[[ SOURCE RECORDS open ]]

PR #2803, opened 2024-09-19
Added "why this why now" and "description" to unit modal

orangemug:
## Description
Added unit "description" and "why this why now" for cycle 2 subjects into the UI 

## Issue(s)

Fixes `CUR-832`/`CUR-831`

## How to test
For cycle 1:

 1. Head to curriculum visualiser
 2. Check prior/future unit description is same as previous
 
Enable cycle 2 units

 1. Check "description" and "why this why now" is present.

## Screenshots
Cycle 1
Screenshot 2024-09-19 at 15 29 07

Cycle 2
Screenshot 2024-09-19 at 15 28 48

### DIFF
--- a/CHANGE_LOG.md
+++ b/CHANGE_LOG.md
@@ -1,3 +1,61 @@
+# [1.567.0](https://github.com/oaknational/Oak-Web-Application/compare/v1.566.0...v1.567.0) (2024-09-26)
+
+
+### Bug Fixes
+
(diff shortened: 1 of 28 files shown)


assadk88 (approved):

rightsaidjames (approved):
Looks good. Tested in a range of cycle 2 subjects to ensure it's behaving as expected, including with units with options. I would assume that if the unit description and WTWN _were_* to vary based on optionality or exam board variant, then this would be reflected in the visualiser, but as far as I can tell no one has actually done this yet. One to keep an eye out for!

I also confirmed that, with the cycle 2 flag enabled, cycle 1 unit modals still display prior/future unit info and not WTWN + unit description.

PR #2804, opened 2024-09-19
Make order "nullable" and don't include cycle 1 in cycle 2 phase options

orangemug:
## Description

 - When cycle 2 is enabled exclude cycle 1 phase options (cycle 2 includes all of cycle 1)
 - Add `.default(0)` hack to `curriculumUnits.schema.ts` as order is sometime `null` (to be investiagted)
 
**Note**: The hack allows us to check over subjects/phases that were previously erroring (order of units will be incorrect though) 

## Issue(s)
Fixes `CUR-921`/`CUR-922`

## How to test

 - Check for regressions (cycle 1)
 - Check for correct subjects in picker (cycle 2)
 - Check you can access all subjects/phases via lot picker, even though there might be issues in the visualiser itself (cycle 2)


sonalisin (approved):
LGTM 🦖

rightsaidjames (approved):
Looking good, both in terms of regression testing on the preview environment and with cycle 2 enabled on my local environment.

- [X] No duplicate subjects in lot picker
- [X] Primary Music loads
- [X] Cooking and nutrition (both phases) loads

PR #2834, opened 2024-09-30
LESQ-1096: fix confirmation email sent twice

carlmw:
## Description

Music year: 1988

rendering two sign-up/sign-in forms was causing the email confirmation
to be sent twice. I believe this was intended to make it easier to
present an alternative mobile view of the sign-up UI.

it appears to ultimately be an implementation bug in Clerk, because this
only happens with the confirmation link flow and not with the confirmation
code flow. Also if you refresh the page it will send another link which
is not great.

## How to test

1. Go to https://deploy-preview-2834--oak-web-application.netlify.thenational.academy/sign-up
2. Sign up with an email address
3. You should see the "Verify your email" screen
4. Check your email
5. You should have received one confirmation email

🚨 **I had to make some tweaks to the way the responsive layout was implemented to fix this. Definitely worth checking that I haven't caused a regression in the page layout (I tested and it all looked correct)** 

🤦🏻‍♂️ 😮‍💨  **Reloading the "Verify your email" screen will also cause another email to be sent. This appears to be a bug in Clerk because these emails should be throttled to the countdown you can see on screen.**

**Also, it will continue to send 2 emails in development owing to strict mode which causes the component to double render. In fact I was getting 4 emails in development because of strict mode and the double form bug combined. Fun.**

## Checklist

- [ ] Design sign-off

### DIFF
--- a/src/app/styles-registry.tsx
+++ b/src/app/styles-registry.tsx
@@ -1,0 +1,29 @@
+"use client";
+
+import React, { useState } from "react";
+import { useServerInsertedHTML } from "next/navigation";
+import { ServerStyleSheet, StyleSheetManager } from "styled-components";
+
+export default function StyledComponentsRegistry({
+  children,
+}: {
+  children: React.ReactNode;
+}) {
+  // Only create stylesheet once with lazy initial state
+  // x-ref: https://reactjs.org/docs/hooks-reference.html#lazy-initial-state
+  const [styledComponentsStyleSheet] = useState(() => new ServerStyleSheet());
+
+  useServerInsertedHTML(() => {
+    const styles = styledComponentsStyleSheet.getStyleElement();
+    styledComponentsStyleSheet.instance.clearTag();
+    return <>{styles}</>;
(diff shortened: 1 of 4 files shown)


src/app/styles-registry.tsx
```diff
@@ -0,0 +1,31 @@
+/* istanbul ignore file */
+"use client";
+
+import React, { useState } from "react";
+import { useServerInsertedHTML } from "next/navigation";
+import { ServerStyleSheet, StyleSheetManager } from "styled-components";
+
+// https://nextjs.org/docs/app/building-your-application/styling/css-in-js#styled-components
+export default function StyledComponentsRegistry({
```
carlmw, line 9: I noticed this was missing — it's needed to ensure that styled-component styles are server side rendered. Until now there was a noticeable flicker of styles while the CSS loaded.

jack-skerrett-oak (approved):
Only one email!

k-huggs (approved):

PR #2846, opened 2024-10-03
[CUR-902] Maths KS4 tiers, removed duplicates and improved unit specificity

BTitterington:
## Description

Music year: 1966

- Added additional filtering to the getStaticProps curriculum units data.

## Issue(s)

Fixes #

## How to test

1. Go to https://deploy-preview-2846--oak-web-application.netlify.thenational.academy/teachers/curriculum/maths-secondary/units
2. Goto year 10 foundation
3. You should not see Circle theorems
4. Click higher filter
5. You should see Circle theorems

--

1. Go to https://deploy-preview-2846--oak-web-application.netlify.thenational.academy/teachers/curriculum/science-secondary-edexcel/units
2. Combined science and other units should be the same as CAT and the live site

## Checklist

- [ ] Design sign-off


src/pages/teachers/curriculum/[subjectPhaseSlug]/[tab].tsx
```diff
@@ -503,13 +503,65 @@ export function createDownloadsData(
   return downloadsData;
 }
```
Comment (BTitterington) [inline src/pages/teachers/curriculum/[subjectPhaseSlug]/[tab].tsx:505]: I think ideally this would be dealt with in the MV, but it also would have been too time consuming and complex to do that for this ticket.

This function ultimately filters the units to remove duplicates and retain only the most specific units. It identifies units with the same core slugs and checks if a more specific version exists by comparing optional fields (tier_slug, examboard_slug, pathway_slug). If a unit has null values for these optional fields while a more specific version has non-null values, the less specific unit is discarded. Additionally, it ensures only the first occurrence of each unique unit is kept in the final array.

rightsaidjames (approved):
Maths Foundation issues are fixed - the number of units in Y10 and Y11 are correct in both tiers, and units are displaying their Foundation variant (where appropriate) when the Foundation tier is selected. We will need a follow-up ticket to get the same fix into the downloadable documents, but I don't think this should block the merge of this PR.

The initial version of this fix had caused some serious regressions in Science, but as of the latest commit these are now resolved and has even fixed a problem with a unit that had been missing from the Combined Science view.

sonalisin (approved):

PR #2852, opened 2024-10-07
Implement subject header

assadk88:
## Description

- Implemented an updated `CurriculumHeaderTabNav` component for the subject header
- Refreshed the subject header styling
- Updated several components to support the new CurriculumHeaderTabNav
- Added a new `flat` button variant
- Modified CurriculumHeaderTabNav stories and tests to account for the updated tabular navigation.
- Visually removed redundant Curriculum tab H2 headings, so that they are now only visible to screen readers
    - A change was also made in the [oak-components](https://github.com/oaknational/oak-components/pull/298) repo to the `OakDownloadsJourneyChildSubjectTierSelector` component to facilitate this 
- @rightsaidjames please note that it was discussed with @HelenHarlow that for the 'selected tab' hover over should have no effect – so if in the course of your testing you're hovering over the currently selected tab and nothing occurs that is by design. Mouse hover over should however affect the remaining two unselected tabs however.

## Issue(s)

Fixes #CUR-869

## How to test

1. Go to https://deploy-preview-2852--oak-web-application.netlify.thenational.academy.
2. Navigate to the Teachers' Curriculum section.
3. Select a subject and phase.
4. You should see the new `CurriculumHeaderTabNav` component with the new navigation tabs

## Screenshots

image

How it should now look:

image

## Checklist

- [X] Design sign-off
- [x] Manually tested on Chrome
- [ ] Does this PR update a package with a breaking change – No


HelenHarlow (approved):
Looks great!

src/components/CurriculumComponents/CurriculumHeaderTabNav/index.tsx
```diff
@@ -0,0 +1,53 @@
...
+      as="nav"
+      aria-label={label}
+      $mv={0}
+      $pv={0}
+      $overflowY={"hidden"}
+      $overflowX={"auto"}
+      {...flexProps}
+    >
+      {links.map((link, i) => {
+        return (
```
sonalisin, line 35: I think you can just return the component, e.g. 
```suggestion
        {links.map((link, i) => <ButtonAsLink
            {...link}
            size="large"
            ...
```

as this is more consistent with the maps elsewhere

src/components/SharedComponents/Button/ButtonAsLink/ButtonAsLink.tsx
```diff
@@ -42,22 +49,35 @@ const ButtonAsLink: FC<ButtonAsLinkProps> = (props) => {
...
+    ...transformedProps,
+    variant,
+  });
 
   // aria-label overrides label.
   // If labelSuffixA11y is provided, it is appended to the label.
   const defaultTitle =
     ariaLabel ?? (labelSuffixA11y ? `${label} ${labelSuffixA11y}` : label);
 
+  const handleClick = (e: React.MouseEvent<HTMLAnchorElement>) => {
```
sonalisin, line 67: Good stuff! Thanks for bringing this out into a proper handler function :)

src/components/SharedComponents/Button/ButtonInner.tsx
```diff
@@ -88,14 +89,14 @@ const ButtonInner: FC<ButtonInnerProps> = (props) => {
     labelSuffixA11y,
     shouldHideLabel,
     background,
-    variant,
+    variant = "minimal",
```
sonalisin, line 92: Will this impact other buttons across the app? Might be worth checking with @rightsaidjames

src/components/SharedComponents/Button/common.ts
```diff
@@ -19,7 +21,8 @@ export type ButtonVariant =
   | "brushNav"
   | "minimal"
   | "minimalNav"
-  | "buttonStyledAsLink";
+  | "buttonStyledAsLink"
+  | "flat";
```
sonalisin, line 25: Maybe not to do in this PR, but is "flat" the best description for the button variant? As it's only really used in the curric header it might be worth brainstorming with @HelenHarlow the best style name for this

src/utils/curriculum/constants.ts
```diff
@@ -1,4 +1,4 @@
-export const ENABLE_CYCLE_2 = false;
+export const ENABLE_CYCLE_2 = true;
```
sonalisin, line 1: This should be `ENABLE_CYCLE_2 = false` so we don't accidentally release Cycle 2 early 😜

sonalisin (approved):
Looks good to me - a few little comments but great work!

src/components/SharedComponents/Button/common.ts
assadk88: Good point, it could definitely do with being more descriptive

src/components/SharedComponents/Button/ButtonInner.tsx
assadk88: Good spot. I've defaulted this to `const DEFAULT_BUTTON_VARIANT: ButtonVariant = "brush";` – which can be found [here](https://github.com/oaknational/Oak-Web-Application/blob/51e8a50fddf428750848048a8e1c477a6a1624bc/src/components/SharedComponents/Button/common.ts#L270), so this now shouldn't affect anything.

src/components/CurriculumComponents/CurriculumHeaderTabNav/index.tsx
assadk88: Done

src/components/CurriculumComponents/OverviewTab/OverviewTab.tsx
```diff
@@ -252,9 +253,27 @@ const OverviewTab: FC<OverviewTabProps> = (props: OverviewTabProps) => {
           </OakBox>
         </Box>
       )}
-      <Box $maxWidth={1280} $mh={"auto"} $ph={16} $width={"100%"}>
+      <Box
+        id="curriculum-overview"
+        aria-labelledby="curriculum-overview-heading"
```
rightsaidjames, line 258: This is a cool idea, but unfortunately the `aria-labelledby` property is [not allowed](https://developer.mozilla.org/en-US/docs/Web/Accessibility/ARIA/Attributes/aria-labelledby) on the `generic` role, which is the implicit role for `<div>`. Can the <Box> component have a `tag` of `article` or `section`? Otherwise, you could give it a role of [region](https://developer.mozilla.org/en-US/docs/Web/Accessibility/ARIA/Roles/region_role) which would then allow the `aria-labelledby` attribute to be used with no further modifications.

src/components/CurriculumComponents/UnitsTab/UnitsTab.tsx
```diff
@@ -204,15 +204,25 @@ const UnitsTab: FC<UnitsTabProps> = ({ trackingData, formattedData }) => {
...
-          tag="h2"
-          $mb="space-between-m"
-          $ml={["space-between-s", "space-between-none"]}
-          $font={["heading-5", "heading-4"]}
-        >
-          Unit sequence
-        </OakHeading>
+      <Box
+        id="curriculum-units"
+        aria-labelledby="curriculum-unit-sequence-heading"
```
rightsaidjames, line 209: See previous comment re: use of `aria-labelledby`

src/components/CurriculumComponents/CurriculumDownloadTab/index.tsx
```diff
@@ -321,7 +323,20 @@ const CurriculumDownloadTab: FC<CurriculumDownloadTabProps> = ({
 
   return (
     <OakThemeProvider theme={oakDefaultTheme}>
-      <Box $maxWidth={1280} $mh={"auto"} $ph={18} $pb={[48]} $width={"100%"}>
+      <Box
+        id="curriculum-downloads"
+        aria-labelledby="curriculum-downloads-heading"
```
rightsaidjames, line 328: See previous comment re: use of `aria-labelledby`

src/components/CurriculumComponents/OverviewTab/OverviewTab.tsx
```diff
@@ -307,14 +326,6 @@ const OverviewTab: FC<OverviewTabProps> = (props: OverviewTabProps) => {
                 $maxWidth={["100%", "100%", "65%"]}
                 $textAlign={"left"}
               >
-                <OakHeading
```
rightsaidjames, line 310: You've removed this heading but it should instead be visually hidden like the Cycle 2 enabled version above.

src/components/CurriculumComponents/CurriculumHeaderTabNav/index.tsx
```diff
@@ -0,0 +1,51 @@
...
+      {...flexProps}
+    >
+      {links.map((link, i) => (
+        <ButtonAsLink
+          {...link}
+          size="large"
+          variant={variant}
+          aria-current={link.isCurrent ? "page" : undefined}
+          aria-controls={link.page}
+          key={`CurriculumHeaderTabNav-${link.page}-${i}`}
```
rightsaidjames, line 41: @HelenHarlow @assadk88 If we implemented the extra line I've added below on this component, then the following would apply for the currently active tab:
* The link would no longer be clickable or activatable using a keyboard.
* The link would not have any hover or focus styles (currently it has focus styles but not hover styles)
* The link would no longer be in the tab index.
* The link would be reported as a `dimmed` or `disabled` link by screen readers.
* The link would still be in screen readers' list of links.

Is this a feature we want, or is it better that the link be clickable even when it is pointing to the currently active tab? We could also tackle this as a separate issue, as it's not an accessibility issue to leave it as-is.

```suggestion
          aria-controls={link.page}
          disabled={link.isCurrent ? true : undefined}`
          key={`CurriculumHeaderTabNav-${link.page}-${i}`}
```

HelenHarlow: Hey! The reason it's missing hover styles currently is that we would need to add an additional hover state for the 'selected' tab, as the component looks different (it has a line on the top). This didn't feel necessary seeing as clicking on that tab in the selected state won't do anything but reload the page. As long as screen reader users can still obtain the full list of links in the tabs, as this is important for understanding the structure of the page, then I'm happy with whatever approach. Hopefully this extra context helps?

rightsaidjames: Yup, makes sense, so my question to you is would you like the currently active tab to be a clickable link, or would you prefer it to be a 'disabled'/'dimmed' link? There is no a11y impact either way, so it's more of a UX/Design question.

rightsaidjames: If we left it as is, the link still would be reported as 'current' or 'active' by screen readers, so even though it's clickable it should still be clear that activating the link won't do anything except refresh the page.

rightsaidjames: Great, thanks!

src/components/CurriculumComponents/OverviewTab/OverviewTab.tsx
```diff
@@ -252,9 +253,27 @@ const OverviewTab: FC<OverviewTabProps> = (props: OverviewTabProps) => {
...
           <OakFlex $gap={"all-spacing-16"} $alignItems={"flex-start"}>
+            <ScreenReaderOnly>
+              <OakHeading
+                tag="h2"
+                $font={["heading-5", "heading-4"]}
+                $mb="space-between-m"
+                data-testid="overview-heading"
+                id="curriculum-overview-heading"
+              >
+                Overview
```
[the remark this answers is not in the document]
assadk88: Yep, you're right, it's redundant

src/components/CurriculumComponents/OverviewTab/OverviewTab.tsx
assadk88: Good point – I've added the role attribute

src/components/CurriculumComponents/UnitsTab/UnitsTab.tsx
assadk88: As above,  I've added the role attribute

src/components/CurriculumComponents/CurriculumDownloadTab/index.tsx
assadk88: As above,  I've added the role attribute

src/components/CurriculumComponents/OverviewTab/OverviewTab.tsx
assadk88: Reinstated

rightsaidjames (approved):
Looks good, LGTM.

All a11y issues confirmed as fixed.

[[ SOURCE RECORDS closed ]]

▶ [PROMPT]:
Of the entries above, transcribe exactly those lines that fall between the line containing "- Refreshed the subject header styling" and the line containing "- Visually removed", together with those two lines.

▶ [TASK RESPONSE]:
- Refreshed the subject header styling
- Updated several components to support the new CurriculumHeaderTabNav
- Added a new `flat` button variant
- Modified CurriculumHeaderTabNav stories and tests to account for the updated tabular navigation.
- Visually removed redundant Curriculum tab H2 headings, so that they are now only visible to screen readers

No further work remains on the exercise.